I believe that life experience does come in handy when you are a writer. When I write in the first person, generally what I do is simply take myself and put myself into the character’s mind. My character Scotty Bradley (Bourbon Street Blues, Jackson Square Jazz, and Mardi Gras Mambo) couldn’t be more different than I am; he’s much more in tune to other people’s feelings, he’s kinder, sweeter, and overall, just a better person than I am. However, when I created Scotty, I had a definite idea in mind of what kind of character I wanted to write about, and the best way for me to define him, to get inside of his head, was to imagine myself to be him; and the rest of it came together from there. What kind of family would I have had to have in order for me to grow up into this person? What kind of experiences? And thus, he was born.

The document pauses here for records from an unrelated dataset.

PR #46, opened 2017-11-26
Added logistic, squared hinge, cross entropy loss functions

lostella:
Title is self explanatory. Only `gradient!` is provided though, we may add `prox!` using a very efficiently implemented Newton method.


nantonel:
I have some other function for which I only implemented the gradient. Namely a smooth version of the Hinge loss and a Cross Entropy. Maybe I could add these to this PR, what do you think?

nantonel:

When I write about sex, I do draw from my own experience. What did this feel like? Did I enjoy the sensation? Where was I in my head as I experienced this?

So, yes, all these years I’d been writing what I know. Yet this advice needs a caveat; one they never give you in class or in those ‘how-to” tomes. Experience is where you start; and then you let your creativity and imagination take over.  As I said, I’ve never been a merman nor have I ever fucked one, but that doesn’t mean I couldn’t write about one.

Besides, coming to the realization that everything in life is fair game and possible material makes the shitty stuff easier to deal with. Just shrug and think, “ah, this would make a good story.” Someone’s an asshole? That’s a possible character in another story or in a novel. Emotional or physical pain? Again, you can funnel that into a character to make them breathe and come to life.

Write what you know is just a place to start; not a place to finish.